The system described in the article is pretty good. But why restrict tags to have only users and not let include groups ( all users of a group)? Also the issue with tags is that if you don't tied them to another structuring object there are too much of them and it starts being difficult to choose and manage them.
I actually had to write a permission system for a collaborative b2b tool, and the answer for tags was to tied them to a folder.
When you add nested folders, things become easier to maintain. You have rights on folders or files and, and you have tags on folders which can grant rights too
> But why restrict tags to have only users and not let include groups
? Tags are associated with a role. Someone in the "Engineering" role can apply a "source-code" tag to a file. There's no such thing as a group, but rather everyone fills a role.

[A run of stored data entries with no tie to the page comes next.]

PR #1706, opened 2019-12-16
Initialization utilities for nstime

yinan1048576:


src/nstime.c
```diff
@@ -168,3 +170,14 @@ nstime_update_impl(nstime_t *time) {
 	return false;
 }
 nstime_update_t *JET_MUTABLE nstime_update = nstime_update_impl;
+
+void
+nstime_init_zero(nstime_t *time) {
```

Sorry I meant role instead of group. Ah so tags are tied to a role, all good then. But you could still give permissions for a role through a tag. Like Someone in "Engineering" role can apply a "source-code" tag to a file, which will grant permission to person A, person B, person C but also to people of Role 1 and Role 2
Someone in the "engineering" role can apply the "source-code" tag to a file, which will grant people in the "engineering" role read-write permissions, and the "dev-ops" role read permissions. Users don't have tags associated with them, so they don't get permissions from having a tag assigned. They can't because the policy doesn't allow you to stick a bare user into the (role,tag,permission) tuple.
So when you're auditing permissions, you can check to see if the tags have the appropriate permissions, the roles have appropriate tags, and users have appropriate roles.
ZeroTier has a rules engine with tags and capabilities, but currently editing it requires some low-level knowledge of TCP/IP and manual management of tags and what they mean. It needs a higher level editor.
There's also some things you can do here for security that are unique, like sending copies of select traffic to security monitoring nodes or transparently redirecting traffic.
In the filesystem example I can visit any node in thee tree and set an ACL on it, optionally recursively. This gives me a lot of flexibility to slice and dice permissions in a complex potentially-multi-tenant resource model. Tags appear to lead to a flattened view of resources - all resources with tag foo are treated the same, regardless of their location in the model. It would be nice to see the author acknowledge this and expand on their examples to see how they might incorporate relational data models.